Reproduce precisely the lines of the listing below, starting with the line that contains "PR #35, opened 2026-04-11" and stopping after the line that contains "Do you have some specific fix in mind?"; include nothing else.

Records shown:

__________________________________________________

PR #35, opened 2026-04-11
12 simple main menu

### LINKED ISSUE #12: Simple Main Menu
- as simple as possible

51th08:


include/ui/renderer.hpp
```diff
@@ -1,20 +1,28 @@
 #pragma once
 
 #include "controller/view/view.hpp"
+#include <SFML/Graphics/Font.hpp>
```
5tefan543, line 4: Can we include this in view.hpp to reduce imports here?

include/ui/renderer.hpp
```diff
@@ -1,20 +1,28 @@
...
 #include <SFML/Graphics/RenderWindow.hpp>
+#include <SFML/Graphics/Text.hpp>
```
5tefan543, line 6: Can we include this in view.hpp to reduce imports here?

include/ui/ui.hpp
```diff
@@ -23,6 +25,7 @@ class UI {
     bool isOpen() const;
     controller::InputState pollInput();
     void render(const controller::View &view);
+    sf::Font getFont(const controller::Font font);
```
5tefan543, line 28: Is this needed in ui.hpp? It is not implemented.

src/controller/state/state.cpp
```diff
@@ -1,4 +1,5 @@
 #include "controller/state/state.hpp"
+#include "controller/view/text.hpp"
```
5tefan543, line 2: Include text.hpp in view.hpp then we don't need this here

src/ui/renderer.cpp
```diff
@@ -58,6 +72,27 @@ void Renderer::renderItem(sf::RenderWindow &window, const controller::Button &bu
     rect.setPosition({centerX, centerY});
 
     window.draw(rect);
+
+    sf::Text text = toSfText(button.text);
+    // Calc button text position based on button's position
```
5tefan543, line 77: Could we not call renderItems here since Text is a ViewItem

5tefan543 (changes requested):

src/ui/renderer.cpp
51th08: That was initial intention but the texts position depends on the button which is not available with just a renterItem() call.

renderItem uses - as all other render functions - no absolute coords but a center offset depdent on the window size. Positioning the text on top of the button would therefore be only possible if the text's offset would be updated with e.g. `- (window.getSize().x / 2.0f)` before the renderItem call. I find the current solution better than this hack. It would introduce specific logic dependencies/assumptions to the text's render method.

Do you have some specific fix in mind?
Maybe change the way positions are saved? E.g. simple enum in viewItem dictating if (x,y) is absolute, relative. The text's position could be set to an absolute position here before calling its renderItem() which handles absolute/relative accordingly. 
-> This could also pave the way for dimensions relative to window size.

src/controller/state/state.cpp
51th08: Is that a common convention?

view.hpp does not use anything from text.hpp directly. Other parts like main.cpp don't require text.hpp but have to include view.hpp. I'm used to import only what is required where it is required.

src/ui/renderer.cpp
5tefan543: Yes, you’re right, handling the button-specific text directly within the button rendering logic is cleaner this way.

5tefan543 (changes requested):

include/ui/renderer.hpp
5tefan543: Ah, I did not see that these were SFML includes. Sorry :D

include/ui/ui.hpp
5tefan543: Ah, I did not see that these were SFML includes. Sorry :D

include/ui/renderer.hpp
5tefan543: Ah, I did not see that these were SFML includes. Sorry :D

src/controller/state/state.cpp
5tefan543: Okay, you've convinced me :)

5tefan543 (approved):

__________________________________________________

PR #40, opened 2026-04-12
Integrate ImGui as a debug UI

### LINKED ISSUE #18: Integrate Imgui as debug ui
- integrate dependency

__________________________________________________

Response:
PR #35, opened 2026-04-11
12 simple main menu

### LINKED ISSUE #12: Simple Main Menu
- as simple as possible

51th08:


include/ui/renderer.hpp
```diff
@@ -1,20 +1,28 @@
 #pragma once
 
 #include "controller/view/view.hpp"
+#include <SFML/Graphics/Font.hpp>
```
5tefan543, line 4: Can we include this in view.hpp to reduce imports here?

include/ui/renderer.hpp
```diff
@@ -1,20 +1,28 @@
...
 #include <SFML/Graphics/RenderWindow.hpp>
+#include <SFML/Graphics/Text.hpp>
```
5tefan543, line 6: Can we include this in view.hpp to reduce imports here?

include/ui/ui.hpp
```diff
@@ -23,6 +25,7 @@ class UI {
     bool isOpen() const;
     controller::InputState pollInput();
     void render(const controller::View &view);
+    sf::Font getFont(const controller::Font font);
```
5tefan543, line 28: Is this needed in ui.hpp? It is not implemented.

src/controller/state/state.cpp
```diff
@@ -1,4 +1,5 @@
 #include "controller/state/state.hpp"
+#include "controller/view/text.hpp"
```
5tefan543, line 2: Include text.hpp in view.hpp then we don't need this here

src/ui/renderer.cpp
```diff
@@ -58,6 +72,27 @@ void Renderer::renderItem(sf::RenderWindow &window, const controller::Button &bu
     rect.setPosition({centerX, centerY});
 
     window.draw(rect);
+
+    sf::Text text = toSfText(button.text);
+    // Calc button text position based on button's position
```
5tefan543, line 77: Could we not call renderItems here since Text is a ViewItem

5tefan543 (changes requested):

src/ui/renderer.cpp
51th08: That was initial intention but the texts position depends on the button which is not available with just a renterItem() call.

renderItem uses - as all other render functions - no absolute coords but a center offset depdent on the window size. Positioning the text on top of the button would therefore be only possible if the text's offset would be updated with e.g. `- (window.getSize().x / 2.0f)` before the renderItem call. I find the current solution better than this hack. It would introduce specific logic dependencies/assumptions to the text's render method.

Do you have some specific fix in mind?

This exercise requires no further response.